Significant individual change is conceptually different from group-level estimates of the minimally important change (MIC) for patient-reported outcome measures. Classifying individuals as changed using MIC estimates is inappropriate and results in overly optimistic estimates of responders to treatment [2]. However, concerns about the seemingly large amount of individual change needed to be significant at p < 0.05 have been raised [23, 24]. Lower levels of confidence may be appropriate to monitor short-term change when a trend is expected to continue over time [25]. Donaldson [23] suggested that a less stringent confidence interval than 95% could be used to classify people as likely having changed or staying the same on a patient-reported outcome measure. Doing this results in a smaller CR and a test of significance that is more sensitive but less specific to perceived change by patients. In this study CR1 was smaller than CR2 (Table 3). Sensitivity to retrospectively reported improvement in low back pain (a little better, moderately better, much better, or completely gone) was higher and specificity lower for CR1 than CR2. For example, with the physical function scale the sensitivity of CR1 to retrospective reports of improvement was 46% compared to 29% for CR2 but the specificity of CR1 to reported improvement was 85% versus 98% for CR2.

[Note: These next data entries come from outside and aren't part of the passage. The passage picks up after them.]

PR #12410, opened 2020-07-07
Fix  project metadata for webhook

tedgxt:
Fix webhook bug for getting proejct metadata failed.

### DIFF
--- a/src/controller/event/handler/replication/replication.go
+++ b/src/controller/event/handler/replication/replication.go
@@ -15,13 +15,15 @@
 package replication
 
 import (
+	"strconv"
+
 	"github.com/goharbor/harbor/src/controller/event"
+	"github.com/goharbor/harbor/src/controller/project"
 	"github.com/goharbor/harbor/src/lib/log"
-	"github.com/goharbor/harbor/src/pkg/project"
+	"github.com/goharbor/harbor/src/lib/orm"
 	"github.com/goharbor/harbor/src/replication"
 	repevent "github.com/goharbor/harbor/src/replication/event"
 	"github.com/goharbor/harbor/src/replication/model"
-	"strconv"
 )
 
 // Handler ...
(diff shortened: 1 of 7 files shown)


src/controller/event/handler/replication/replication.go
```diff
@@ -57,13 +60,16 @@ func (r *Handler) IsStateful() bool {
...
-	} else {
-		log.Error(err)
+	project, err := project2.Ctl.Get(context.TODO(), art.ProjectID, project2.Metadata(true))
+	if err != nil {
+		log.Errorf("failed to get project: %d, error: %v", art.ProjectID, err)
+		return err
+	}
+	if project == nil {
+		return fmt.Errorf("project %d not found of replication event", art.ProjectID)
 	}
```
heww, line 70: This if statement is not needed because the `Get` method of the project controller will return `not found` error when the project not exists.

```go
func (c *controller) Get(ctx context.Context, projectID int64, options ...Option) (*models.Project, error) {
	p, err := c.projectMgr.Get(projectID)
	if err != nil {
		return nil, err
	}
	if p == nil {
		return nil, errors.NotFoundError(nil).WithMessage("project %d not found", projectID)
	}

	return c.assembleProject(ctx, p, newOptions(options...))
}
```

src/controller/event/handler/replication/replication.go
```diff
@@ -15,13 +15,16 @@
 package replication
 
 import (
+	"context"
+	"fmt"
+	"strconv"
+
 	"github.com/goharbor/harbor/src/controller/event"
+	project2 "github.com/goharbor/harbor/src/controller/project"
```
heww, line 23: Alias the pkg name to `project2` is not very good please keep it as `project', and we can make the var name `project` to `proj` or `pro' or `p` when needed.

src/controller/event/handler/replication/replication.go
```diff
@@ -57,13 +60,16 @@ func (r *Handler) IsStateful() bool {
 func (r *Handler) handlePushArtifact(event *event.PushArtifactEvent) error {
 	art := event.Artifact
 	public := false
-	project, err := project.Mgr.Get(art.ProjectID)
-	if err == nil && project != nil {
-		public = project.IsPublic()
-	} else {
-		log.Error(err)
+	project, err := project2.Ctl.Get(context.TODO(), art.ProjectID, project2.Metadata(true))
```
heww, line 63: `context.TODO()` does not work here because it `orm` instance is missing in `context.TODO()` please use `orm.Context()` in the src/lib pkg.

src/controller/event/handler/replication/replication.go
tedgxt: done

src/controller/event/handler/replication/replication.go
tedgxt: done

src/controller/event/handler/webhook/artifact/artifact.go
```diff
@@ -57,12 +57,13 @@ func (a *Handler) IsStateful() bool {
 
 func (a *Handler) handle(event *event.ArtifactEvent) error {
 	var err error
```
wy65701436, line 59: do we need to define err here?

tedgxt: > do we need to define err here?

err definition deleted

PR #12430, opened 2020-07-09
Preheat and healthcheck

kofj:
Add preheat APIs, handlers.

1. Manual preheat.
2. Instance health check.

### DIFF
--- a/api/v2.0/swagger.yaml
+++ b/api/v2.0/swagger.yaml
@@ -667,6 +667,33 @@ paths:
           $ref: '#/responses/404'
         '500':
           $ref: '#/responses/500'
+  /p2p/preheat/instances/ping:
+    post:
+      summary: Ping status of a instance.
+      description: |
+        This endpoint checks status of a instance, the instance can be given by ID or Endpoint URL (together with credential)
+      operationId: PingInstances
+      parameters:
+        - $ref: '#/parameters/requestId'
+        - name: instance
+          in: body
+          description: The JSON object of instance.
+          required: true
+          schema:
+            $ref: '#/definitions/Instance'
+      tags:
+        - preheat
+      responses:
+        '200':
+          $ref: '#/responses/200'
+        '400':
+          $ref: '#/responses/400'
+        '401':
+          $ref: '#/responses/401'
+        '404':
+          description: Instance not found (when instance is provided by ID).
+        '500':
+          $ref: '#/responses/500'
   /p2p/preheat/instances:
     get:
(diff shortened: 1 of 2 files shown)


api/v2.0/swagger.yaml
```diff
@@ -667,6 +667,33 @@ paths:
...
+          description: The JSON object of instance.
+          required: true
+          schema:
+            $ref: '#/definitions/Instance'
+      tags:
+        - preheat
+      responses:
+        '200':
+          description: Instance is healthy.
+        '400':
```
steven-zou, line 689: Why not use the ref `$ref: '#/responses/401'`?

src/server/v2.0/handler/preheat.go
```diff
@@ -248,6 +251,59 @@ func (api *preheatAPI) ListPolicies(ctx context.Context, params operation.ListPo
...
+	if err != nil {
+		return api.SendError(ctx, err)
+	}
+
+	policy, err := api.preheatCtl.GetPolicyByName(ctx, project.ProjectID, params.PreheatPolicyName)
+	if err != nil {
+		return api.SendError(ctx, err)
+	}
+
+	_, err = api.enforcer.EnforcePolicy(ctx, policy.ID)
```
steven-zou, line 266: I suggest accepting the returned execution id and return it to the front end with a proper format:

  - Option1: JSON data
  - Option2: add a location header in the response

src/server/v2.0/handler/preheat.go
```diff
@@ -22,6 +23,7 @@ func newPreheatAPI() *preheatAPI {
 	return &preheatAPI{
 		preheatCtl: preheatCtl.Ctl,
 		projectCtl: projectCtl.Ctl,
+		enforcer:   preheatCtl.NewEnforcer(),
```
chlins, line 26: How about add a global enforcer like other controllers？

api/v2.0/swagger.yaml
kofj: I'm missed it, fix later.

src/server/v2.0/handler/preheat.go
kofj: `mmpei` add a global enforcer at  #12428, I'll rebase and use it.

src/server/v2.0/handler/preheat.go
kofj: Great, I'll return JOSN data include ID.

PR #12437, opened 2020-07-09
chore(db): change max_connections of postgres to 1024

heww:
Change max_connections of Postgres to 1024 and the max_open_conns for the core to 1000.


make/photon/db/docker-entrypoint.sh
```diff
@@ -107,4 +107,14 @@ EOSQL
         echo
 fi
 
-postgres -D $PGDATA
+POSTGRES_PARAMETER=''
+
+file_env 'POSTGRES_MAX_CONNECTIONS' '100'
```
bitsf, line 112: 这个 file_env 是什么命令

make/photon/prepare/utils/db.py
```diff
@@ -15,4 +15,5 @@ def prepare_db(config_dict):
     render_jinja(
         db_env_template_path,
         db_conf_env,
-        harbor_db_password=config_dict['harbor_db_password'])
+        harbor_db_password=config_dict['harbor_db_password'],
+        harbor_db_max_connections=config_dict['harbor_db_max_open_conns'])
```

In addition to whether change is statistically significant, where the individual is at follow-up may be important in clinical practice. That is, the focus could be on bringing the patient to the normal range of a clinical parameter. For example, a clinician might focus on whether their therapy takes someone who starts with hypertension to within the normal range. Similarly, for patient-reported outcomes, a clinician might be interested in whether the patient who is clinically depressed at baseline is no longer depressed at follow-up.

Conclusions

We recommend that the sensitivity of results be evaluated for different reliability and SD estimates in research studies evaluating individual change. For assessing whether individuals have changed in clinical practice, we suggest clinicians estimate significant individual change for simple summated scales using CR1 (internal consistency reliability and the SD at baseline). If possible, they should also ask individuals at follow-up if they have changed. Having information about significant individual change on the patient-reported outcome measure and the individual’s perception of whether they have changed, the clinician can classify an individual patient as: 1) improved significantly and perceived they got better (i.e., reported their low back pain was a little better, moderately better, much better, or completely gone), 2) improved significantly but did not perceive they were better (i.e., reported their low back pain was about the same, a little worse, or much worse), 3) did not improve significantly but perceived they got better, and 4) did not improve significantly and did not perceive they were better.